"Ren, geri çekil."
Waylan elini bana doğru uzatarak beni geri itti. Delici, buz gibi bakışları, karşısında duran Durara'yı kayıtsızca taradı.
Kendisinin iki katı büyüklüğünde bir tahta sopayı tutan Durara'nın sopasının en üst kısmına kırmızı bir küre gömülüydü. Sopanın etrafını yumuşak, sisli bir kırmızı renk kaplayarak gizemli bir hava yaratıyordu.
Her iki taraf da yoğun bir bakışmaya dalmışken, salonu ağır bir gerginlik sardı.
WIIIIING—!
Waylan, yumuşak bir hareketle kılıcını çekip Durara'nın yönüne doğrulttu.
Waylan'ın Durara'ya uyguladığı baskıyı Durara'nınkine kıyasladığımda, onun Durara'dan daha zayıf olduğunu anlayabiliyordum. Hatta, Durara'nın aurası Waylan'ınkini hızla bastırdığı için, aralarında eşit bir mücadele bile söz konusu değildi.
Waylan da bu gerçeğin farkında gibiydi, çünkü yüzünde daha önce hiç görmediğim bir ciddiyet belirdi.
Hiç zaman kaybetmeden, vücudunda geri kazanmış olduğu az miktardaki manayı kılıcının ucuna yönlendirdi.
"…Onun psiyon kontrolü benimkinden çok daha üstün."
Onu yandan izlerken kendi kendime düşündüm.
Psionları engelsiz bir şekilde geniş kılıcın belirli bir noktasına ulaştırmayı başarmasından, Waylan'ın ne kadar yetenekli olduğunu anlayabiliyordum.
Ancak Waylan savaşmaya hazırlanırken, beklentilerinin aksine, Durara'nın dikkati ona ya da hala harekete geçmemiş ve sessizce Durara'yı gözlemleyen Ultruk'a yönelik değildi.
Aslında dikkatini bana yöneltmişti. Durara, tam olarak anlayamadığım bir tonla yavaşça konuştu.
"Bu tanıdık aura..."
Soğuk sesi, orada bulunan herkesin kulaklarına ulaştı ve yüzüm istemeden hafifçe değişti.
Durara'nın ifadesi buz gibi soğuktan kasvetli bir hal aldı ve içinde hafif bir siyah ışık parıldayan gözleri daha da şiddetli bir şekilde parladı. Zihni, önünde olup biten her şeyi yavaşça işliyordu.
Onun yavaş yavaş olayı anladığını görünce, elimi kaldırıp ona neredeyse alaycı bir şekilde el salladım.

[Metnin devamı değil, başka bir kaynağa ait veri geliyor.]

PR #3734, opened 2021-04-01
DoF: add many user settings

pixelflinger:
- native/half resolution
- gather kernel ring counts
- circle-of-confusion radius clamps

### DIFF
--- a/filament/CMakeLists.txt
+++ b/filament/CMakeLists.txt
@@ -191,6 +191,11 @@ list(APPEND SRCS ${RESGEN_SOURCE})
 # Configuration
 # ==================================================================================================
 
+# whether we're building for mobile -- this can affect some default quality settings
+if (IS_MOBILE_TARGET)
+    add_definitions(-DFILAMENT_TARGET_MOBILE=1)
+endif()
+
 # Size of the DFG lookup table
 if (NOT DFG_LUT_SIZE)
     if (IS_MOBILE_TARGET)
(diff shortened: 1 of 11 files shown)


romainguy (approved):

web/filament-js/jsbindings.cpp
```diff
@@ -369,6 +369,12 @@ value_object<filament::View::DepthOfFieldOptions>("View$DepthOfFieldOptions")
     .field("maxApertureDiameter", &filament::View::DepthOfFieldOptions::maxApertureDiameter)
     .field("enabled", &filament::View::DepthOfFieldOptions::enabled)
     .field("filter", &filament::View::DepthOfFieldOptions::filter);
+    .field("nativeResolution", &filament::View::DepthOfFieldOptions::nativeResolution);
+    .field("foregroundRingCount", &filament::View::DepthOfFieldOptions::foregroundRingCount);
+    .field("backgroundRingCount", &filament::View::DepthOfFieldOptions::backgroundRingCount);
+    .field("fastGatherRingCount", &filament::View::DepthOfFieldOptions::fastGatherRingCount);
+    .field("maxForegroundCOC", &filament::View::DepthOfFieldOptions::maxForegroundCOC);
+    .field("maxBackgroundCOC", &filament::View::DepthOfFieldOptions::maxBackgroundCOC);
```
prideout, line 377: This won't build, it is a daisy chain so does not need semicolons.

prideout (commented):
Don't forget `filament.d.ts`

filament/CMakeLists.txt
```diff
@@ -191,6 +191,11 @@ list(APPEND SRCS ${RESGEN_SOURCE})
 # Configuration
 # ==================================================================================================
 
+# whether we're building for mobile -- this can affect some default quality settings
+if (IS_MOBILE_TARGET)
+    add_definitions(-DTARGET_MOBILE=1)
```
bejado, line 196: Can you preface this definition with `FILAMENT_`?

bejado (approved):

filament/CMakeLists.txt
pixelflinger: good idea, I went with the same define we use in shaders, but really this one should've had the prefix too.

PR #3742, opened 2021-04-02
Vulkan: add swizzle support.

prideout:


bejado (approved):

pixelflinger (approved):

pixelflinger (changes requested):
I think you need to return "true" from isTextureSwizzleSupported too right?

prideout:
> I think you need to return "true" from isTextureSwizzleSupported too right?

Good catch, fixed.

PR #3749, opened 2021-04-02
Implement Metal BufferObjects

bejado:


filament/backend/src/metal/MetalHandles.h
```diff
@@ -112,12 +112,24 @@ class MetalSwapChain : public HwSwapChain {
...
+
+};
+
 struct MetalVertexBuffer : public HwVertexBuffer {
     MetalVertexBuffer(MetalContext& context, uint8_t bufferCount, uint8_t attributeCount,
             uint32_t vertexCount, AttributeArray const& attributes, bool bufferObjectsEnabled);
-    ~MetalVertexBuffer();
 
-    std::vector<MetalBuffer*> buffers;
+    std::vector<std::shared_ptr<MetalBuffer>> buffers;
```
romainguy, line 132: Do we really need shared_ptr here instead of unique_ptr? Is MetalBufferObject the only other place where those pointers are used? Can a MetalbufferObject outlive this vector? If not, it doesn't look like we need shared_ptr.

prideout: In the future, we might be able to simplify the Driver API and make it so that buffers are always owned by a HwBufferObject.  This would let us remove the shared ownership.

Vulkan is also using shared_ptr (for now) because each buffer in this list was created either by a HwVertexBuffer or by a HwBufferObject, and it lets you avoid the ownership bookkeeping.

prideout (approved):

filament/backend/src/metal/MetalHandles.h
bejado: Yeah, what Philip said. If we refactor Filament's VertexBuffer to always use BufferObjects under the hood (and I think we should), then we won't need the additional bookkeeping here.

PR #3762, opened 2021-04-06
fix output location in fragment shaders

pixelflinger:
It looks like the layout(location) is needed for output parameters of
the fragment shader in GLES. Adreno dirver didn't seem to care, but
Mali drivers do. 

This fixes shaders that use multiple out buffers in debug mode.

### DIFF
--- a/libs/filamat/src/shaders/CodeGenerator.cpp
+++ b/libs/filamat/src/shaders/CodeGenerator.cpp
@@ -232,7 +232,7 @@ utils::io::sstream& CodeGenerator::generateOutput(utils::io::sstream& out, Shade
     out << "\n#define FRAG_OUTPUT" << index << " " << name.c_str() << "\n";
     out << "\n#define FRAG_OUTPUT_AT" << index << " output_" << name.c_str() << "\n";
     out << "\n#define FRAG_OUTPUT_TYPE" << index << " " << typeString << "\n";
-    out << "LAYOUT_LOCATION(" << index << ") out " << typeString <<
+    out << "layout(location=" << index << ") out " << typeString <<
         " output_" << name.c_str() << ";\n";
 
     return out;


libs/filamat/src/shaders/CodeGenerator.cpp
```diff
@@ -232,7 +232,7 @@ utils::io::sstream& CodeGenerator::generateOutput(utils::io::sstream& out, Shade
     out << "\n#define FRAG_OUTPUT" << index << " " << name.c_str() << "\n";
     out << "\n#define FRAG_OUTPUT_AT" << index << " output_" << name.c_str() << "\n";
     out << "\n#define FRAG_OUTPUT_TYPE" << index << " " << typeString << "\n";
-    out << "LAYOUT_LOCATION(" << index << ") out " << typeString <<
```
romainguy, line 235: I'm not sure this is right, here's our #define in the shaders:
```
#if !defined(TARGET_MOBILE) || defined(TARGET_LANGUAGE_SPIRV)
#define LAYOUT_LOCATION(x) layout(location = x)
#else
#define LAYOUT_LOCATION(x)
#endif
```
Is `layout(location = x)` valid in GLES 3.0? If so, remove the defines in the shaders (`common_types.fs`).

romainguy (changes requested):

libs/filamat/src/shaders/CodeGenerator.cpp
pixelflinger: I assumed this was there for a reason?

I assumed this was needed for out variables of the fragment shader only?

romainguy: No I mean we need to keep the layout() directive sometimes, but your change effectively removes the conditional from the shaders.

pixelflinger: No but the question is are there times where we *must not* use it? And why? It seems the condition is "if it's GLES then don't use it". Except that breaks the `out` variables on Mali.
So I *assumed* this meant that `out` variable needed it always, so that's what I did.
Note that my change only affects `out` variables in the fragment shader.

romainguy: I checked the spec and it looks valid in GLES 3.0. This code predates our move to GitHub so I don't remember why it is this way.

pixelflinger: ok, I can try to remove them all and see what happens.

romainguy: Oh wait I think I know: the location is supported on the out parameter of the fragment, but not between vertex out/fragment in maybe. So it's prob safe to remove it here but not from the other places.

romainguy: For posterity, here is the initial commit message:

```
Layout qualifiers are valid on vertex input and fragment output

Filament does not bind nor query the location of the attributes. While
layout qualifiers are invalid on ES 3.0 on varyings, they are valid on
vertex inputs and fragment outputs. We therefore restore the use of
these qualifiers on vertex inputs/fragment outputs. Without this change,
any attribute except for position is misinterpreted.
```

PR #3763, opened 2021-04-06
Update emscripten in Google Actions.

prideout:
This now matches what is already specified in BUILDING.md


romainguy (approved):

prideout:
This will make it so that our release builds include the fix that I made to emscripten itself (it had a bug in its implementation of glVertexAttribIPointer, which affected skinning.)

https://github.com/emscripten-core/emscripten/pull/11742

PR #3772, opened 2021-04-07
Fix some mediump related issues

pixelflinger:
- DoF: don't convert gl_FragCoord to mediump when generating noise
- SSAO: add a bunch of missing highp qualifiers
- all matrices and UV should be highp
- Also fix some typo in comments.

### DIFF
--- a/shaders/src/getters.fs
+++ b/shaders/src/getters.fs
@@ -7,14 +7,14 @@ vec4 getColor() {
 
 #if defined(HAS_ATTRIBUTE_UV0)
 /** @public-api */
-vec2 getUV0() {
+highp vec2 getUV0() {
     return vertex_uv01.xy;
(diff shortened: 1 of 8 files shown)


shaders/src/getters.fs
```diff
@@ -7,14 +7,14 @@ vec4 getColor() {
 
 #if defined(HAS_ATTRIBUTE_UV0)
 /** @public-api */
-vec2 getUV0() {
+highp vec2 getUV0() {
```
prideout, line 10: This one is an actual bug!

prideout (approved):

romainguy (approved):

pixelflinger:
@prideout this change might cause failures in g3 wrt to the golden images.

PR #3775, opened 2021-04-07
VertexBuffer cleanup and simplification.

prideout:
This includes changes to OpenGL, Metal, and Vulkan backends.

At the backend level, vertex buffers are now always composed of buffer
objects. This lets us simplify the Driver API and some bookkeeping in
the backends.

This change also splits MAX_VERTEX_ATTRIBUTE_COUNT into two constants
because the maximum number of bound buffers is a separate concept from
the maximum number of attribute semantics (e.g. consider interleaving).
For now these two constants are set to the same value.

We also now store a byte count in HwBufferObject, which allows us to
remove the byte count from the Metal-specific handle, and to add some
asserts to debug builds to prevent size overflow.

### DIFF
--- a/filament/backend/src/metal/MetalHandles.mm
+++ b/filament/backend/src/metal/MetalHandles.mm
@@ -267,7 +267,7 @@ void MetalSwapChain::scheduleFrameCompletedCallback() {
 }
 
 MetalBufferObject::MetalBufferObject(MetalContext& context, uint32_t byteCount)
-        : byteCount(byteCount), buffer(std::make_shared<MetalBuffer>(context, byteCount)) {}
+        : HwBufferObject(byteCount), buffer(std::make_unique<MetalBuffer>(context, byteCount)) {}
 
 void MetalBufferObject::updateBuffer(void* data, size_t size, uint32_t byteOffset) {
     assert_invariant(byteOffset + size <= byteCount);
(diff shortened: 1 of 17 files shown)


filament/backend/src/opengl/OpenGLDriver.cpp
```diff
@@ -3229,11 +3211,9 @@ void OpenGLDriver::draw(PipelineState state, Handle<HwRenderPrimitive> rph) {
 
     // If necessary, mutate the bindings in the VAO.
     VertexBufferHandle vbwo = rp->gl.vertexBufferWithObjects;
-    if (UTILS_UNLIKELY(vbwo)) {
-        const GLVertexBuffer* vb = handle_cast<GLVertexBuffer*>(vbwo);
-        if (rp->gl.vertexBufferVersion != vb->bufferObjectsVersion) {
-            updateVertexArrayObject(rp, vb);
-        }
+    const GLVertexBuffer* vb = handle_cast<GLVertexBuffer*>(vbwo);
+    if (UTILS_UNLIKELY(rp->gl.vertexBufferVersion != vb->bufferObjectsVersion)) {
```
pixelflinger, line 3215: we're sure that `vb` can't be `nullptr` here? by construction?

pixelflinger (approved):
very nice!

filament/backend/src/opengl/OpenGLDriver.cpp
prideout: That's a good point, it's possible for Filament to create a render primitive and never set it up with a vertex buffer and index buffer.  However I would argue that calling draw() with an uninitialized render primitive is a mis-use of the Driver API.

Maybe this is a good candidate for assert_invariant.

filament/backend/src/metal/MetalHandles.mm
```diff
@@ -267,42 +267,18 @@ BufferDescriptor b(nullptr, 0u, [](void* buffer, size_t size, void* user) {
...
-            }
-        }
-
-        std::shared_ptr<MetalBuffer> buffer = nullptr;
-        if (size > 0) {
-            buffer = std::make_shared<MetalBuffer>(context, size);
-        }
-        buffers.push_back(buffer);
-    }
+    buffers.resize(bufferCount);
```
bejado, line 281: I think we can remove the call to `buffers.reserve` here.

bejado (approved):

filament/backend/src/opengl/OpenGLDriver.cpp
pixelflinger: No I think it make more sense to do nothing in that case. It's like drawing an empty draw call.

filament/backend/src/metal/MetalHandles.mm
prideout: Good catch, removed.

filament/backend/src/opengl/OpenGLDriver.cpp
prideout: Ok, added an 'if unlikely" for the empty draw call case.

Son bir haftadır bana çok dikkatli davranıyordu, bu yüzden benim auramı çoktan tanımıştı. Onu saklayabilirdim ama artık buna gerek duymuyordum.
O, olanları çoktan anlamıştı, bu yüzden artık buna gerek yoktu.
Karl'ın görevi bitmişti. Artık ona ihtiyaç yoktu.
Onu kızdırıp zihnini karıştırmak da fena olmazdı.
"…Olamaz. Hayır, bu imkansız…!"
Elimi ona doğru salladığımı görünce, sonunda anladı. Durara'nın yüzünde mutlak bir şok ve ihanet ifadesi belirdi ve asasını daha sıkı kavradı.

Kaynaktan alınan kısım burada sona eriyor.